Chapter 7 Approximation Methods
Although this may seem a paradox, all exact science is dominated by the idea of approximation. When a man tells you that he knows the exact truth about anything, you are safe in inferring that he is an inexact man. Every careful measurement in science is always given with the probable error . . . every observer admits that he is likely wrong, and knows about how much wrong he is likely to be.―Bertrand Russell(1872–1970)1
https://mathshistory.st-andrews.ac.uk/Biographies/Russell/
I think that it is a relatively good approximation to truth—which is much too complicated to allow anything but approximations—that mathematical ideas originate in empirics.―John von Neumann(1903—1957)2
https://mathshistory.st-andrews.ac.uk/Biographies/Von_Neumann/
In a world where you can take your phone out of your pocket, ask it for the square root of two (\(\approx 1.414213562\)) or the fifth root of seven (\(\approx 1.475773162\)), and instantly obtain those numbers, accurate to nine decimal places, it is difficult to convey the profound importance of having good methods of approximation. With this level of accuracy available to us there appears to be no need for approximations.

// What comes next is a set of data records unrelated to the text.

PR #1651, opened 2022-07-22
give jupyter users 64gb instead of 8

atvaccaro:
Eric has hit the limit so let's bump it


atvaccaro:
waiting to confirm volume expansion will work

vevetron:
I'm pretty sure this modified the wrong values.

PR #1655, opened 2022-07-26
disable stop times upload to ckan for now

atvaccaro:
We're hitting a max string size limit when trying to upload this directly. Need to investigate if CKAN supports incremental uploads.


atvaccaro:
@lauriemerrell  already did this!

PR #1669, opened 2022-08-04
Fix CA Open Data Columns

lauriemerrell:
# Description

## Issue
Per email from Conveyal, the [latest GTFS open dataset on the CA open data portal](https://data.ca.gov/dataset/cal-itp-gtfs-ingest-pipeline-dataset) is missing the `calitp_itp_id` and `calitp_url_number` attributes. Upon inspection we were also publishing the `calitp_hash` and `<file name>_key` fields, which are not in the data dictionary and not intended to be published.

But stop and think about this for a moment. Both \(\sqrt{2}\) and \(\sqrt[5]{7}\) are irrational numbers so neither can be completely represented by a terminating decimal. That is, the decimal form of both numbers is infinitely long. So if all we have is a value accurate to only nine decimal places what we really have is an approximation, right? It’s not even a particularly good approximation in the sense that most of the information we need to completely specify \(\sqrt{2}\) or \(\sqrt[5]{7}\) in decimal form is missing.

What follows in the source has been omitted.